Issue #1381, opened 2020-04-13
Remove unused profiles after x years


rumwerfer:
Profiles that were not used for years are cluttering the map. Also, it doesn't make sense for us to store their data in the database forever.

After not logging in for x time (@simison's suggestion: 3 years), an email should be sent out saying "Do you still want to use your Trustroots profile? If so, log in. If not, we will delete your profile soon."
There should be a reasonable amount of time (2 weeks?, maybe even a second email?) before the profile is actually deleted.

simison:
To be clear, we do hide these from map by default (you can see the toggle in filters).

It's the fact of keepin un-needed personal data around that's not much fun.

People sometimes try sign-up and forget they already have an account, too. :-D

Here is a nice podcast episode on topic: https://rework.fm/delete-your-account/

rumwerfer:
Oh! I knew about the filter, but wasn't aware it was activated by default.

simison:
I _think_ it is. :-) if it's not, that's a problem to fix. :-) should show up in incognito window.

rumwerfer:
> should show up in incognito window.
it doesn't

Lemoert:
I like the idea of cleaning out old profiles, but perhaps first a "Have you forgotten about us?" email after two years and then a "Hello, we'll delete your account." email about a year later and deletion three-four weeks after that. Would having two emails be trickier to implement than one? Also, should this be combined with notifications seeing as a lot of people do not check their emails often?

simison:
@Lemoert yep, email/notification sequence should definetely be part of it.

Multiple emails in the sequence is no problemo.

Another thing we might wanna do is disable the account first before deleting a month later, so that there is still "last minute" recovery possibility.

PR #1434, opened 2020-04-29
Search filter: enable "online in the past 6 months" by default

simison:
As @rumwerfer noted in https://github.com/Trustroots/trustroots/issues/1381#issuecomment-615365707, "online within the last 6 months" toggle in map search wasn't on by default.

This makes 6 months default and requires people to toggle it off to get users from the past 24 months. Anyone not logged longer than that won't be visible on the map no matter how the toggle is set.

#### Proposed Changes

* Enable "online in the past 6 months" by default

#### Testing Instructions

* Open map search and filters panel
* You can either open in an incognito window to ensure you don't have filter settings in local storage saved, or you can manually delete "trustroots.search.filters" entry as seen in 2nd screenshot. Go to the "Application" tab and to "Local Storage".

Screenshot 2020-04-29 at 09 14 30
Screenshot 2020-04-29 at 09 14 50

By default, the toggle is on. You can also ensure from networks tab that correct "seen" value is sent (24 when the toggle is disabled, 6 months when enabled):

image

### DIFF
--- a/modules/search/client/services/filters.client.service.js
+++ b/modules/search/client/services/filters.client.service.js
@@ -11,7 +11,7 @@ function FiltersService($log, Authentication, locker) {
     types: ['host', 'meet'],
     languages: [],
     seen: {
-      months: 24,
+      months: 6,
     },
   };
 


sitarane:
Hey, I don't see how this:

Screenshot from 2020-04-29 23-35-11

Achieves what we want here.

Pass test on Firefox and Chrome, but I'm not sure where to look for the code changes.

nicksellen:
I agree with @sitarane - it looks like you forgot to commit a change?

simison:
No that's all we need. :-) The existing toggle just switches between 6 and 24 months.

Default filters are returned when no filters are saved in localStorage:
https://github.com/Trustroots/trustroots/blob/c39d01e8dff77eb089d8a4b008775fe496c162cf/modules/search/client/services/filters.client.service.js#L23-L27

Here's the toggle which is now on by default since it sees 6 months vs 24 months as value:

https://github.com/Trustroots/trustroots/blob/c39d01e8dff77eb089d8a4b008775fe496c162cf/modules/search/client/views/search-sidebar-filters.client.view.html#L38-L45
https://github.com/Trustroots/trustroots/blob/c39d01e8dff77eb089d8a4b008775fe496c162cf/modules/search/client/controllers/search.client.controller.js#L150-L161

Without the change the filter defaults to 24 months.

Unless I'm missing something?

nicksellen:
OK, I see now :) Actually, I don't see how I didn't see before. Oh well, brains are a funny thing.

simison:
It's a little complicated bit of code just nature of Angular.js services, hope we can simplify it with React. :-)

________________

- [TO DO]: Where does the word "data" appear in the records above? Return every line that holds it.

- [RESPONSE TO THIS TASK]:
Profiles that were not used for years are cluttering the map. Also, it doesn't make sense for us to store their data in the database forever.
It's the fact of keepin un-needed personal data around that's not much fun.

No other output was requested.